> _What you will do_: Given the entries that follow, write out exactly the lines starting at the one containing "Use header-line-highlight face" and ending at the one containing "This is not", both ends included, and only those.

> _Stored items_:
━━━━
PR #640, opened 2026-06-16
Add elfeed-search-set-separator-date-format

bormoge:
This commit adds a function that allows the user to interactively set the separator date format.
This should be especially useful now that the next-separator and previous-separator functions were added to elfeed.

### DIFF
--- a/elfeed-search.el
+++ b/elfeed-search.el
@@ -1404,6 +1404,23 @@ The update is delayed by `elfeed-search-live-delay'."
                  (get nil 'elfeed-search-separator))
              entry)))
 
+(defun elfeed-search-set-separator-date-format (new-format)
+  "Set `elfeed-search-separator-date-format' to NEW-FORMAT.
━━━━
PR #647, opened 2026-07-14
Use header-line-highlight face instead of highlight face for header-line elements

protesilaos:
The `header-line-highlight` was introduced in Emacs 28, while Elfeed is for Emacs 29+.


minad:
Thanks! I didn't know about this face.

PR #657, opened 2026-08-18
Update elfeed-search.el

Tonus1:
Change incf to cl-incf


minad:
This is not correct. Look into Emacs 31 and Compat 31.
━━━━
> _Expected answer_:
Use header-line-highlight face instead of highlight face for header-line elements

protesilaos:
The `header-line-highlight` was introduced in Emacs 28, while Elfeed is for Emacs 29+.


minad:
Thanks! I didn't know about this face.

PR #657, opened 2026-08-18
Update elfeed-search.el

Tonus1:
Change incf to cl-incf


minad:
This is not correct. Look into Emacs 31 and Compat 31.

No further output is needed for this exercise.